When the initial effects subsided and I increased the dose marginally for the second stage of injections I was sick again and gave up. I certainly lost weight but only because I could not eat anything, which I suppose is the point. For people who do not get these side effects (which, to be fair, are well advertised) Mounjaro and the other drugs like Wegovy are no doubt life changing.
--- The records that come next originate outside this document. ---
PR #1590, opened 2018-10-04
Added side navigation bar

KateMengjunXia:
Related to https://github.com/nanoPayinc/NANOPAY/pull/3536

Added views to support side bar menu.

### DIFF
--- a/src/foam/nanos/u2/navigation/NavigationView.js
+++ b/src/foam/nanos/u2/navigation/NavigationView.js
@@ -1,31 +1,31 @@
 foam.CLASS({
-  package: 'foam.nanos.u2.navigation',
-  name: 'NavigationView',
-  extends: 'foam.u2.View',
-   documentation: 'Navigation bars',
-   css: `
-    ^ .top-nav {
-      width: calc(100% - 200px);
-      display: inline;
-    }
-    ^ .side-nav {
-      float:left;
-      display: inline-block;
-      width: 200px;
-      height: 100%
-    }
-  `,
-   methods: [
-    function initE() {
-      this.addClass(this.myClass())
-        .start()
-          .addClass(this.myClass('top-nav'))
-          .tag({ class: 'foam.nanos.u2.navigation.TopNavigation' })
-        .end()
-        .start()
-          .addClass(this.myClass('side-nav'))
-          .tag({ class: 'foam.nanos.u2.navigation.SideNavigation' })
-        .end();
-    }
-  ]
-});
+    package: 'foam.nanos.u2.navigation',
+    name: 'NavigationView',
+    extends: 'foam.u2.View',
+     documentation: 'Navigation bars',
+     css: `
+      ^top-nav {
+        width: calc(100% - 200px);
+        display: inline;
+      }
+      ^side-nav {
+        float:left;
+        display: inline-block;
+        width: 200px;
+        height: 100%
+      }
+    `,
+     methods: [
+      function initE() {
+        this.addClass(this.myClass())
+          .start()
+           .addClass(this.myClass('top-nav'))
+            .tag({ class: 'foam.nanos.u2.navigation.TopNavigation' })
+          .end()
+          .start()
+            .addClass(this.myClass('side-nav'))
+            .tag({ class: 'foam.nanos.u2.navigation.SideNavigation' })
+          .end();
+      }
+    ]
+  });
--- a/src/foam/nanos/u2/navigation/NavigationView.js
+++ b/src/foam/nanos/u2/navigation/NavigationView.js
@@ -1,31 +1,34 @@
 foam.CLASS({
-    package: 'foam.nanos.u2.navigation',
-    name: 'NavigationView',
-    extends: 'foam.u2.View',
-     documentation: 'Navigation bars',
-     css: `
-      ^top-nav {
-        width: calc(100% - 200px);
-        display: inline;
-      }
-      ^side-nav {
-        float:left;
-        display: inline-block;
-        width: 200px;
-        height: 100%
-      }
-    `,
-     methods: [
-      function initE() {
-        this.addClass(this.myClass())
-          .start()
-           .addClass(this.myClass('top-nav'))
-            .tag({ class: 'foam.nanos.u2.navigation.TopNavigation' })
-          .end()
-          .start()
-            .addClass(this.myClass('side-nav'))
-            .tag({ class: 'foam.nanos.u2.navigation.SideNavigation' })
-          .end();
-      }
-    ]
-  });
+  package: 'foam.nanos.u2.navigation',
+  name: 'NavigationView',
+  extends: 'foam.u2.View',
+
+  documentation: 'Navigation bars',
+
+  css: `
+    ^top-nav {
+      width: calc(100% - 200px);
+      display: inline;
+    }
+    ^side-nav {
+      float:left;
+      display: inline-block;
+      width: 200px;
+      height: 100%
+    }
+  `,
+
+  methods: [
+    function initE() {
+      this.addClass(this.myClass())
+        .start()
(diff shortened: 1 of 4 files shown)


adamvy:
It's more consistent with existing FOAM code if you do `.addClass(this.myClass('top-nav'))` and put `^top-nav { ... }` in your CSS.  This way the elements just have a single unique class name that the browser can look up to find all styles which may be faster.

src/foam/nanos/u2/navigation/SideNavigation.js
```diff
@@ -0,0 +1,143 @@
...
+       methods: [
+        function initE() {
+          var Menu = this.Menu;
+          var self = this;
+          var dao = this.menuDAO.orderBy(Menu.ORDER)
+              .where(this.EQ(Menu.PARENT, this.menuName));
+              this.addClass(this.myClass())
+              .start().addClass('side-nav')
+                .select(dao, function(menu) {
+                    self.accordionCardShowDict[menu.id] = true;
```
adamvy: This line should be indented the same as the return this.E() line below

src/foam/nanos/u2/navigation/SideNavigation.js
```diff
@@ -0,0 +1,143 @@
...
+                    .call(function() {
+                      var self2 = this;
+                      this
+                        .start('a').addClass('menuItem')
+                          .add(menu.label)
+                          .on('click', function() {
+                            menu.children.select().then(function(temp) {
+                              // Only display submenu if array length is longer than 0
+                              temp.array.length === 0 ?
+                                  menu.launch_(self2.__context__, self2) :
```
adamvy: You can just call launch(x, e) instead of launch_(x, e) i believe.  Underscore suffix implies we meant the method to be private.  There is an action named "launch" and actions also get added as method to the object.

src/foam/nanos/u2/navigation/NavigationView.js
```diff
@@ -0,0 +1,31 @@
+foam.CLASS({
+  package: 'foam.nanos.u2.navigation',
+  name: 'NavigationView',
+  extends: 'foam.u2.View',
+   documentation: 'Navigation bars',
+   css: `
+    ^ .top-nav {
```
adamvy: Update your CSS to `^top-nav` now, not `^ .top-nav` as we're using myClass('top-nav')

src/foam/nanos/u2/navigation/SideNavigation.js
```diff
@@ -0,0 +1,147 @@
...
+      ],
+       methods: [
+        function initE() {
+          var Menu = this.Menu;
+          var self = this;
+          var dao = this.menuDAO.orderBy(Menu.ORDER)
+              .where(this.EQ(Menu.PARENT, this.menuName));
+              this.addClass(this.myClass())
+              .start()
+                .addClass('side-nav')
```
adamvy: Use addClass(myClass('side-nav')) and update the CSS to ^side-nav, here and everywhere below.

src/foam/nanos/u2/navigation/SideNavigation.js
```diff
@@ -0,0 +1,147 @@
...
+    package: 'foam.nanos.u2.navigation',
+    name: 'SideNavigation',
+    extends: 'foam.u2.View',
+  
+    documentation: 'Side navigation bar',
+  
+    implements: [
+        'foam.mlang.Expressions'
+      ],
+       requires: [
```
adamvy: Indentation is weird.

src/foam/nanos/u2/navigation/SideNavigation.js
```diff
@@ -0,0 +1,147 @@
...
+          name: 'accordionCardShow',
+          value: true
+        },
+        {
+          class: 'String',
+          name: 'menuName',
+        }
+      ],
+       methods: [
+        function initE() {
```
adamvy: I think this view is trying to do too much, and is causing some limitations and complication as a result.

Are they the answer to the obesity crisis as Mr Streeting hopes? There will be a “nanny state” backlash against his proposals but he is surely right to say this problem needs to be tackled or our health and care systems, already teetering on the brink of disaster, will be pushed over the edge.
There is nothing inherently wrong with the state prescribing a preventative drug – statins are now available free for over 60s in a bid to reduce cholesterol levels. So many ailments are connected to obesity, from diabetes and heart disease to failing joints that need replacing, that the cost of treatment is rising to unsustainable levels. Mr Streeting has made his pitch not just on health grounds but on the impact on worklessness.
Writing in this newspaper he said the cost to the NHS was £11 billion while illness from obesity “causes people to take an extra four sick days a year on average, while many others are forced out of work altogether.” About 40 per cent of the NHS budget is spent on preventable health conditions, a figure forecast to reach 60 per cent by 2040.
“The long-term benefits of these drugs could be monumental in our approach to tackling obesity. For many people, these jabs will be life-changing, help them get back to work and ease the demands on our NHS,” Mr Streeting wrote. It seems to work since the obesity rates in the US, where weight loss drugs are more widely distributed, are declining for the first time, even if they remain higher than 10 years ago.
It is extraordinary to think that in the three decades after the NHS was established hardly anyone was overweight. People were slimmer even if they ate well because they moved around more. Until relatively recently you could not spend hours slumped in front of a TV or a screen playing computer games – because they didn’t exist.
The type of work that many people did in the now defunct industrial sector involved more activity than now, houses were not centrally heated so calories were used up just keeping warm and there were few tempting snacks around. A packet of Smiths crisps with a little blue bag of salt was about it.
Nowadays, entire supermarket shelves are groaning with every imaginable variety and flavour of calorie-laden comestible. Fizzy drinks are also a menace judging by the contents of people’s supermarket trollies. Moreover, whoever it was who said “nothing tastes as good as skinny feels” has never tried a bacon roll.
We are always being told that we should not judge or “fat shame” people for the bad choices they make, yet this is a public health issue that cannot be ignored since we all pay for the consequences through our taxes either for medical care or welfare benefits.
Here is yet another modern paradox – obesity is greater among poorer people who theoretically should have less money to buy food, especially the takeaways delivered to your door so you don’t even have to go and get them and the processed meals that are more expensive than cooking for yourself.
The biggest issue of all is overweight children who are often seen with obese parents who think over-feeding them is a sign of parental affection. When I was at school, a long time ago, admittedly, hardly any pupils were fat.
Mr Streeting said the injections should not be seen as an alternative to changing unhealthy lifestyles – but that is exactly what a lot of people hope they are, an easy way of doing something that is otherwise difficult. After my bilious experience with Mounjaro, it’s back to the 5:2 diet, for a few weeks at least.